The AIIM Blog - Overcoming Information Chaos

How to Tackle the Information Chaos Problem

Written by John Mancini | Nov 13, 2017 10:33:58 PM

Many organizations are on some sort of Digital Transformation journey – or they should be. Everyone wants to “transform"; but what exactly is Digital Transformation?

Most organizations and departments have a mandate to continuously improve operations.  A conventional change agenda involves better tools and technology, better behaviors, and better processes; all focused on generating better efficiencies and improved productivity.

Ultimately, AIIM believes Digital Transformation is more than conventional change. Digital Transformation is about using information in brand new ways. Digital Transformation success or failure fundamentally rests upon radically redefined experiences with customers, employees, and partners.

Standing in the way of most Digital Transformation initiatives is information chaos, information chaos that is more pervasive and potentially debilitating than ever before.

I recently spoke with Petra Beck from Kodak Alaris about the impact of information chaos  on well-intentioned Digital Transformation initiatives.

JM:  How does consumerization and mobility make data chaos more challenging?

Petra Beck:  Data or information chaos is more challenging than ever before. There are two reasons: 1) there is more chaos, and 2) it is more challenging as the expectations and requirements are increasing.

Businesses today are dealing with the exponential growth of data. There are paper-based business inputs, and there are vast amounts of digital documents coming to you in various formats – such as video, phone calls, chat logs, web analytics, and more – and from multiple sources, including social media channels, customer care centers, online and offline.

Analysts predicted digital data to double every two years - but this was before the Internet of Things (IoT) even appeared on the radar. Data volume is now measured in zettabytes, a trillion gigabytes! Mobile devices are a key driver for the data.

Expectations are increasing. There is a desire to process business inputs with a higher level of automation, meaning quicker and with less human intervention. In a B2C environment these requirements are driven by the end customer, meaning the bank customer who applies for a mortgage – expectation is to have this completed in 30 minutes.

Consumerization drives these changing requirements. Why would an insurance customer accept submitting data for an insurance claim in paper and then waiting for days/weeks as in the past? They will simply find another company with whom to do business. 

JM:  What are the business implications of failing to solve the “chaos” problem?

Petra Beck: The exponential growth of what can be described as data chaos, or “big data” doesn’t allow workarounds.

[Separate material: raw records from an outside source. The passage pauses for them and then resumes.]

PR #34, opened 2017-07-17
Basic Datepicker Component

Zombiefruit:


demo/components-demo.tsx
```diff
@@ -29,6 +28,9 @@ export class ComponentsDemo extends React.Component<{}, {}>{
                 <TreeViewDemo />
             </div>
             <hr />
+            <h1>{'<DatePicker />'}</h1>
```
tobich: Please adjust the demo section to the rest of the components. It's been changed meanwhile, methink.

demo/components/date-picker-demo.tsx
```diff
@@ -0,0 +1,11 @@
+import * as React from 'react';
+import { DatePicker } from '../../src';
+import {observable, action} from 'mobx';
+import {observer} from 'mobx-react';
+
+@observer
+export class DatePickerDemo extends React.Component<{}, {}> {
+    render () {
+        return <DatePicker placeholder="mm/dd/yyyy" />;
```
tobich: DatePicker must be a controlled component, like the rest of the bunch. So it can't possibly work without some external state in the demo bound to the `value` and `onChange` props.

src/common/environment.ts
```diff
@@ -0,0 +1,4 @@
+export const isBrowser: boolean = typeof window !== 'undefined';
+
+// for server-side-rendering, we assume the client will support object-fit
+export const objectFitSupported: boolean = !isBrowser || ('object-fit' in document.createElement('img').style);
```
tobich: How is this related to the DatePicker?

src/components/date-picker/date-picker-dropdown.tsx
```diff
@@ -0,0 +1,68 @@
+import * as React from 'react';
+import {getMonthNames, getMonthFromOffset} from './date-picker-helpers';
+import {observable, action, computed} from 'mobx';
+import {observer} from 'mobx-react';
+import {DatePickerGrid} from './date-picker-grid';
+import styles from './date-picker.st.css';
+
+export interface DatePickerDropdownProps {
+    date: Date;
```
tobich: I suggest `value` for uniformity.

src/components/date-picker/date-picker-dropdown.tsx
```diff
@@ -0,0 +1,68 @@
...
+
+    goToNextMonth: React.EventHandler<React.SyntheticEvent<HTMLSpanElement>> = (event: React.SyntheticEvent<HTMLSpanElement>) => {
+        event.preventDefault();
+        const nextMonth: Date = getMonthFromOffset(new Date(this.date.getFullYear(), this.date.getMonth(), 1), 1);
+        this.setDateTo(nextMonth);
+    };
+
+    goToPrevMonth: React.EventHandler<React.SyntheticEvent<HTMLSpanElement>> = (event: React.SyntheticEvent<HTMLSpanElement>) => {
+        event.preventDefault();
+        event.stopPropagation();
```
tobich: This doesn't appear in the previous method. They should be symmetrical. Also, why is preventDefault() not enough?

src/components/date-picker/date-picker-grid.tsx
```diff
@@ -0,0 +1,62 @@
...
+            dayArray.push(i);
+        }
+
+        return dayArray.map(day => <span className={[styles.calendarItem, styles.day].join(' ')} onMouseDown={this.onMouseDown} key={'DAY_' + day}
+                                              data-automation-id={'DAY_' + day}>{day}</span>);
+    }
+
+    @computed
+    get dayNames (): Array<JSX.Element> {
+        return getDayNames(this.props.startingDay).map((name, index) => <span className={[styles.calendarItem, styles.dayName].join(' ')} key={'DAY_NAME_' + index}
```
tyv: day names also have to be prop, because of i18n or locale should be in props, and used as arg for `getDayNames `

src/components/date-picker/date-picker-grid.tsx
```diff
@@ -0,0 +1,62 @@
...
+        const eventTarget = event.target as HTMLElement;
+        this.props.onChange(eventTarget.textContent!)
+    };
+
+    render() {
+        return (
+                <div className={styles.calendar} data-automation-id="CALENDAR">
+                    {this.dayNames}
+                    {this.previousDays}
+                    {this.dayArray}
```
tyv: probably it is `this.days` -- why to use `array` word in method name, and also it is multiple value.

src/components/date-picker/date-picker-dropdown.tsx
```diff
@@ -0,0 +1,68 @@
+import * as React from 'react';
```
tyv: I would love to see some universal `<Dropdown/>` implementation and then its usage in `<DatePickerDropdown/>`

src/components/date-picker/date-picker-helpers.ts
```diff
@@ -0,0 +1,36 @@
...
+    // Days start from Sunday (Sunday = 0, Monday = 1, etc.)
+    const listOfDayNames: Array<string> = [];
+
+    for (let i = 0; i < 7; i++) {
+        let dayName = new Date(1970, 5, i + firstDay).toLocaleString(locale, { weekday: nameLength });
+        listOfDayNames.push(dayName);
+    }
+
+    return listOfDayNames;
+}
```
tyv: `return Array.apply(null, {length: 7}).map(day => ...)`

src/components/date-picker/date-picker-helpers.ts
```diff
@@ -0,0 +1,36 @@
...
+
+export function getMonthNames (locale: string = 'en-US'): Array<string> {
+    const listOfMonthNames: Array<string> = [];
+    for (let i = 0; i < 12; i++) {
+        let monthName = new Date(1970, i, 1).toLocaleString(locale, { month: 'long' });
+        listOfMonthNames.push(monthName);
+    }
+    return listOfMonthNames;
```
tyv: same as above

src/components/date-picker/date-picker.css
```diff
@@ -0,0 +1,114 @@
...
+.headerArrowPrev {
+    transform: rotate(45deg);
+    margin-left: 24px;
+    border-left: arrowThickness solid color_MainTextBackground;
+}
+
+.calendar {
+    display: flex;
+    flex-wrap: wrap;
+    /*align-content: space-between;*/
```
tyv: forgot comment

src/components/date-picker/date-picker.css
```diff
@@ -0,0 +1,114 @@
...
+    height: calc(100% - headerHeight);
+    width: dropdownWidth;
+    padding: 30px;
+}
+
+.calendarItem {
+    flex: 0 0 14.2857%;
```
tyv: it is a very strange value

src/components/date-picker/date-picker-grid.tsx
```diff
@@ -0,0 +1,62 @@
...
+@observer
+export class DatePickerGrid extends React.Component<DatePickerGridProps, {}> {
+    static defaultProps = {
+        startingDay: 0
+    };
+
+    @computed
+    get dayArray (): Array<JSX.Element> {
+        const dayArray: Array<number> = [];
+        for (let i = 1; i <= getDaysInMonth(this.props.date); i++) {
```
wtfil: this will be callen for each loop iteration

src/components/date-picker/date-picker-grid.tsx
```diff
@@ -0,0 +1,62 @@
...
+            dayArray.push(i);
+        }
+
+        return dayArray.map(day => <span className={[styles.calendarItem, styles.day].join(' ')} onMouseDown={this.onMouseDown} key={'DAY_' + day}
+                                              data-automation-id={'DAY_' + day}>{day}</span>);
```
wtfil: @tyv there is a `fill` method for this
```new Array(getDaysInMonth(this.props.date)).fill().map(data => ....)```

Comment (wtfil) [inline src/components/date-picker/date-picker-grid.tsx]: also this find of formating is hard to read. All props should be either in one line or each property in separate line

File: src/components/date-picker/date-picker.tsx [hunk 15]
```diff
@@ -0,0 +1,106 @@
...
+                       onKeyDown={this.onKeyDown}
+                       onMouseDown={this.onMouseDown}
+                       onBlur={this.onBlur}
+                       onFocus={this.onFocus}
+                       onChange={this.onInputChange}
+                       value={this.inputValue}
+                       placeholder={this.props.placeholder}
+                       type="text"
+                       data-automation-id="DATE_PICKER_INPUT" />
+                {this.showDropdown ?
```
wtfil: formatting?

src/components/date-picker/index.ts
```diff
@@ -0,0 +1,2 @@
+export * from './date-picker';
+export * from './date-picker-helpers';
```
wtfil: this should not be exported into component list

src/components/date-picker/date-picker-grid.tsx
tyv: @wtfil yes! I was trying to remember that, it is even nicer

src/components/date-picker/date-picker-dropdown.tsx
tobich: We will hvae our own Popup component soon

src/components/date-picker/date-picker-dropdown.tsx
```diff
@@ -0,0 +1,68 @@
...
+import {observer} from 'mobx-react';
+import {DatePickerGrid} from './date-picker-grid';
+import styles from './date-picker.st.css';
+
+export interface DatePickerDropdownProps {
+    date: Date;
+    onChange (date: Date): void;
+}
+
+const monthNames = getMonthNames();
```
tobich: i18n coming later (soon)

src/components/date-picker/date-picker-dropdown.tsx
```diff
@@ -0,0 +1,68 @@
...
+
+@observer
```
tobich: the date picker grid is actually a part which will be better optimized with mobx.

src/components/date-picker/date-picker.tsx
```diff
@@ -0,0 +1,106 @@
+import * as React from 'react';
+import {DatePickerDropdown} from './date-picker-dropdown';
+import {observable, action} from 'mobx';
+import {observer} from 'mobx-react';
+import {SyntheticEvent} from "react";
+import {KeyCodes} from '../../common/key-codes';
```
tobich: @AviVahl

src/components/date-picker/date-picker.tsx
```diff
@@ -0,0 +1,106 @@
...
+        return this.date;
+    }
+
+    @observable date: Date = this.props.date ? this.props.date : new Date();
+    @observable inputValue: string = this.props.date ? this.props.date.toDateString() : '';
+    @observable showDropdown: boolean = this.props.showDropdown ? this.props.showDropdown : false;
+
+    // Called with possibly invalid string from the input
+    @action updateStateFromString = (input: string): void => {
+        if (this.isDateValid(input) || input === '') {
```
tobich: `|| input === ''` should be either tested or removed

src/components/date-picker/date-picker-grid.tsx
tobich: We're doing i18n later

src/components/date-picker/date-picker.css
tobich: Should be documented (1/7)

src/components/date-picker/date-picker-dropdown.tsx
```diff
@@ -0,0 +1,68 @@
...
+        this.setDateTo(previousMonth);
+    };
+
+    render() {
+        return (
+            <div>
+                <div className={styles.dropdownArrowWrapper}><div className={styles.dropdownArrow} /></div>
+                <div className={styles.dropdown} data-automation-id="DATE_PICKER_DROPDOWN">
+                    <div className={styles.header}>
+                        <span className={[styles.headerArrow, styles.headerArrowPrev].join(' ')} onMouseDown={this.goToPrevMonth} data-automation-id="PREV_MONTH_BUTTON"></span>
```
Zombiefruit: Exactly, onClick fires after the blur happens

tyv: it is ugly. 
you have to keep focus while clicks are inside dropdown, and dropdown shouldn't be closed until you're clicking inside it. (and yes, buttons are better than spans)

src/common/date-helpers.ts
```diff
@@ -0,0 +1,48 @@
...
+    const listOfDayNames: Array<string> = [];
+
+    // For each of the seven days of the week
+    for (let i = 0; i < 7; i++) {
+        let dayName = new Date(1970, 5, i + firstDay).toLocaleString(locale, { weekday: nameLength });
+        listOfDayNames.push(dayName);
+    }
+
+    return listOfDayNames;
+}
```
tyv:
```ts
export function getDayNames (firstDay: number = 0, nameLength: string = 'short', locale: string = 'en-US'): Array<string> {
  return new Array(7)
    .fill()
    .map((_, index) => 
      new Date(1970, 5, firstDay + index).toLocaleString('en-US', { weekday: 'short' })
    )
}
```

src/common/date-helpers.ts
```diff
@@ -0,0 +1,48 @@
...
+    const listOfMonthNames: Array<string> = [];
+
+    // For each of the twelve months of the year
+    for (let i = 0; i < 12; i++) {
+        let monthName = new Date(1970, i, 1).toLocaleString(locale, { month: 'long' });
+        listOfMonthNames.push(monthName);
+    }
+    return listOfMonthNames;
+}
+
```
tyv: same as above

src/components/date-picker/date-picker.tsx
```diff
@@ -0,0 +1,101 @@
...
+    value: Date;
+    onChange (value: Date): void;
+    isDropdownVisible?: boolean;
+    placeholder?: string;
+}
+
+@observer
+export class DatePicker extends React.Component<DatePickerProps, {}>{
+    @observable inputValue: string = this.props.value ? this.props.value.toDateString() : '';
+    @observable isDropdownVisible: boolean = this.props.isDropdownVisible ? this.props.isDropdownVisible : false;
```
tyv: it could be ` = Boolean(this.props.isDropdownVisible)`

src/components/date-picker/date-picker.tsx
```diff
@@ -0,0 +1,101 @@
...
+const invalidDate: string = 'Invalid Date';
+
+export interface DatePickerProps {
+    value: Date;
+    onChange (value: Date): void;
+    isDropdownVisible?: boolean;
+    placeholder?: string;
+}
+
+@observer
```
tyv: mobx here is used only for simple flag/value storing, do we really need it here?

src/components/date-picker/day.tsx
```diff
@@ -0,0 +1,49 @@
+import * as React from 'react';
+import {computed} from 'mobx';
+import {observer} from 'mobx-react';
+
+const styles = require('./date-picker.st.css').default;
+
+export interface DayProps {
+    day: number | string;
+    selected?: boolean;
+    currentDay?: boolean;
```
tyv: maybe `isCurrent`, `isSelected`?

src/components/date-picker/day.tsx
```diff
@@ -0,0 +1,49 @@
...
+    focused?: boolean;
+    partOfPrevMonth?: boolean;
+    partOfNextMonth?: boolean;
```
tyv: `fromPreviousMonth`, `fromNextMonth` would be better naming I hope

src/components/date-picker/day.tsx
```diff
@@ -0,0 +1,49 @@
...
+    dataAutomationId?: string;
+
```
tyv: why space?

src/components/date-picker/day.tsx
```diff
@@ -0,0 +1,49 @@
...
+        } else if (this.props.selected) {
+            return [styles.calendarItem, styles.day, styles.selectedDay].join(' ');
+        } else if (this.props.currentDay) {
+            return [styles.calendarItem, styles.day, styles.currentDay].join(' ');
+        } else if (this.props.partOfNextMonth || this.props.partOfPrevMonth) {
+            return [styles.calendarItem, styles.greyDay].join(' ');
+        } else {
+            return [styles.calendarItem, styles.day].join(' ');
+        }
+    }
```
tyv: 1. is fact that day could be focused and current or other combinations is covered? 
2. grayDay - is bad name. It should be 'otherMonthDay' or smth like that
3. I think each modifier prop should be represented as separate classname, even if 2 classnames will have same styling, that will help working with this component in projects.
4. does it really have to be mobx computed value?

src/components/date-picker/day.tsx
```diff
@@ -0,0 +1,49 @@
...
+
+    onMouseDown: React.EventHandler<React.SyntheticEvent<HTMLSpanElement>> = (event: React.SyntheticEvent<HTMLSpanElement>) => {
```
tyv: it is still span, don't we have `HTMLElement` which is more common

src/components/date-picker/dropdown.tsx
```diff
@@ -0,0 +1,131 @@
...
+
+export interface DropdownProps {
+    value: Date;
+    onChange(date: Date): void;
+}
+
+const monthNames = getMonthNames();
+
+@observer
+export class Dropdown extends React.Component<DropdownProps, {}>{
```
tyv: I would separate everything related to calendar grid to `<Grid/>` component, so when we will have `<Dropdown/>` or `<Popup />` component we can use `<Grid/>` here and it will be less painful refactoring.

src/components/date-picker/dropdown.tsx
```diff
@@ -0,0 +1,131 @@
...
+    @action
+    setDate (date: Date) {
+        this.date = date;
+    }
+
+    @action
+    setDay = (day: number) => {
+        const date = new Date(this.date.getFullYear(), this.date.getMonth(), day);
+        this.props.onChange(date);
+    };
```
tyv: `setDay` is bad name because it has side effect. 
I would use `onChange` which calls `this.props.onChange` and `setDate`

src/components/date-picker/dropdown.tsx
```diff
@@ -0,0 +1,131 @@
...
+
+        return dayArray.map((day: number) => {
+            return (
+                <Day day={day}
+                     onSelect={this.setDay}
+                     dataAutomationId={'DAY_' + day}
+                     key={'DAY_' + day} />
+            );
+        });
+    }
```
tyv:
```tsx
return new Array(getDaysInMonth(this.date)).fill().map((_, index: number) => {
     const id = `DAY_${index}`
     return (
        <Day 
            day={index}
            onSelect={this.setDay}
            dataAutomationId={id}
            key={id} />         
     );
 })
```

src/components/date-picker/dropdown.tsx
```diff
@@ -0,0 +1,131 @@
...
+
+    @computed
+    get dayNames (): Array<JSX.Element> {
+        return getDayNames().map((name: string, index: number) => {
+            return (
+                <span className={[styles.calendarItem, styles.dayName].join(' ')}
+                      key={'DAY_NAME_' + index}
+                      data-automation-id={'DAY_NAME_' + name.toUpperCase()}>
```
tyv: you can use same id as key and automation

src/components/date-picker/dropdown.tsx
```diff
@@ -0,0 +1,131 @@
...
+                     key={'DAY_' + day} />
+            );
+        });
+    }
+
+    @computed
+    get dayNames (): Array<JSX.Element> {
+        return getDayNames().map((name: string, index: number) => {
+            return (
+                <span className={[styles.calendarItem, styles.dayName].join(' ')}
```
tyv: I believe joins looks very imperative

```tsx
const {calendarItem, dayName} = styles;
...
className={`${calendarItem} ${dayName}`}
```

src/components/date-picker/dropdown.tsx
```diff
@@ -0,0 +1,131 @@
...
+const styles = require('./date-picker.st.css').default;
+
+export interface DropdownProps {
+    value: Date;
+    onChange(date: Date): void;
+}
+
+const monthNames = getMonthNames();
+
+@observer
```
tyv: I still don't see problem with rendering calendar grid and if it has any performance issues. 
no any issues since jquery.

tyv: @tobich ^^

src/components/date-picker/dropdown.tsx
```diff
@@ -0,0 +1,131 @@
...
+        });
+    }
+
+    @computed
+    get previousDays (): Array<JSX.Element> {
+        const previousDays: Array<JSX.Element> = [];
+        const lastDayOfPrevMonth: number = getDaysInMonth(getMonthFromOffset(this.date, -1));
+        const numberOfDaysToDisplay: number = getNumOfPreviousDays(this.date);
+
+        for (let i = (lastDayOfPrevMonth - numberOfDaysToDisplay) + 1; i <= lastDayOfPrevMonth; i++) {
```
tyv: this will calculate each iteration without reason (both are consts)
this can be easily transformed to `map`, see examples in comments above

src/components/date-picker/day.tsx
tobich: what space?

src/components/date-picker/day.tsx
tobich: Agree with the point (2)

src/components/date-picker/dropdown.tsx
tobich: Imperative? what?

src/components/date-picker/dropdown.tsx
tobich: I agree with the first comment.
The map is not necessarily better here.

src/components/date-picker/dropdown.tsx
tobich: onChange is indeed better name. It doesn't have to be an action, btw.

src/components/date-picker/dropdown.tsx
tobich: I suggest another approach: you can push the JSX elements directly into the dayArray and return it at the end.

src/components/date-picker/dropdown.tsx
tobich: We decided to do this kind of optimizations over all repeaters.

src/components/date-picker/day.tsx
tobich: partOf* is pretty clear to me

src/components/date-picker/day.tsx
tobich: current is ok

src/components/date-picker/date-picker.tsx
tobich: No need for type conversion, actually.
This should be inside constructor and within `@autorun` call. The same in the previous line.

src/components/date-picker/day.tsx
wtfil: agree with not having common classes. There is not difficulty to use `,` in css

test/components/date-picker.spec.tsx
```diff
@@ -0,0 +1,430 @@
...
+    const clientRenderer = new ClientRenderer();
+
+    afterEach(() => clientRenderer.cleanup());
+
+    const JANUARY_FIRST = new Date(2017, 0, 1);
+    const FEBRUARY_FIRST = new Date(2017, 1, 1);
+    const MARCH_FIRST  = new Date(2017, 2, 1);
+    const DECEMBER_FIRST = new Date(2017, 11, 1);
+
+    const simulateChange = (domElememt: Element, value: string) => {
```
tobich: Please use test-drive-react/trigger.change() instead

test/components/date-picker.spec.tsx
```diff
@@ -0,0 +1,430 @@
...
+            const {select, waitForDom} = clientRenderer.render(<DatePickerDemo />);
+
+            const datePickerInput = select(datePickerInputId);
+            simulateChange(datePickerInput!, '2017-02-01');
+            simulate.keyDown(datePickerInput, { keyCode: KeyCodes.ENTER });
+
+            await waitForDom(() => expect(datePickerInput).to.have.value('Wed Feb 01 2017'));
+        });
+
+        it('writes into the date picker input field, focuses elsewhere, and expects the date picker input to have the proper value', async () => {
```
tobich: This is just another version of the previous test. It should be unit-test

test/components/date-picker.spec.tsx
```diff
@@ -0,0 +1,430 @@
...
+
+    describe('A Typical User', () => {
+        it('writes into the date picker input field, presses enter, and expects the date picker input to have the proper value', async () => {
+            const {select, waitForDom} = clientRenderer.render(<DatePickerDemo />);
+
+            const datePickerInput = select(datePickerInputId);
+            simulateChange(datePickerInput!, '2017-02-01');
+            simulate.keyDown(datePickerInput, { keyCode: KeyCodes.ENTER });
+
+            await waitForDom(() => expect(datePickerInput).to.have.value('Wed Feb 01 2017'));
```
tobich: Consider using some external value indicator in the demo

test/components/date-picker.spec.tsx
```diff
@@ -0,0 +1,430 @@
...
+    });
+
+    describe('The Dropdown', () => {
+        const dayNames: Array<string> = getDayNames();
+        const days: Array<string> = ['1', '2', '3', '4', '5', '6', '7', '8', '9', '10', '11', '12', '13', '14', '15', '16', '17', '18', '19', '20', '21', '22', '23', '24', '25', '26', '27', '28'];
+
+        it('should display the days for a fixed month', async () => {
+            const {select, waitForDom} = clientRenderer.render(<DatePickerDemo isDropdownVisible={true} value={FEBRUARY_FIRST} />);
+
+            await waitForDom(() => dayNames.forEach(name => expect(select(datePickerDropdownId)).to.contain.text(name)));
```
tobich: No need for two separate waitForDom I guess

src/components/date-picker/day.tsx
wtfil: btw, you can use classNames as is
`"calendarItem day"` instead of `[styles.calendarItem, styles.day].join(' ')`

src/components/date-picker/date-picker.tsx
Zombiefruit: Currently removing mobx from the top-level datepicker

src/common/date-helpers.ts
tyv: it is much harder to read with `for` loop, I don't see any reason making it harder to read.
implementation is ok, I agree, readability is bad, extra variable out of loop is bad, etc..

Business processes that rely on significant manual interventions are no longer feasible when the volume of data, formats, sources, and locations keep increasing.

What are the business implications of failing to address the data chaos challenge? The top ones that come to mind impact on profitability, compliance risk, and falling behind the competition. 

Profitability impact is caused by slow, inefficient processes; a transaction with multiple manual steps consumes labor, impacts order to cash, and in a B2C environment, also impacts the customer satisfaction due to delays and errors.

Compliance risk is significant if regulatory and privacy requirements are not met. Fines can be rather significant, not even considering the impact on the company's reputation.

Back-office to front-office inefficiency -- The biggest inefficiency factor for the front-office is looking for documents or the right version of a document. This consumes a clerk’s attention rather than focusing on the customer and impacts the time spent serving customers.

JM:  Where can you start? -- How can you begin to break the cycle of information chaos?

Petra Beck: Starting with a front-office process may be the best way to begin tackling the information chaos challenge. Pick your most business-critical workflow and map out the process steps with data streams and data repositories. Then identify the biggest bottlenecks in your processes. Quantify the impacts to the business that affect profitability, productivity, and long-term success. Drive unnecessary complexity out of the workflow and focus on automating process steps that are most impactful – information capture is one to consider due to impact on the downstream process. 

JM: What are the role of machine learning and intelligent capture in breaking the chaos cycle?

Petra Beck: At a recent software conference I attended, every vendor was either offering or working on an Artificial Intelligence based solution. But at the same time, businesses are still struggling with the basics – too many data silos and not enough skilled workers.

Intelligent Capture is the starting point. Being able to handle different types of business inputs in one cohesive process is a key prerequisite for reaching a higher level of automation. Image Science plays a key role as well, starting with the intelligent enhancement of scanned images that reduces prep time (a key bottleneck) and exception processing (which is another huge bottleneck).

AI and machine learning are marking a step-change in the automation of business processes. Processes are rarely stable and can be handled with rules-based processes; AI-based processes will allow adjusting processes to reflect a new business situation dynamically.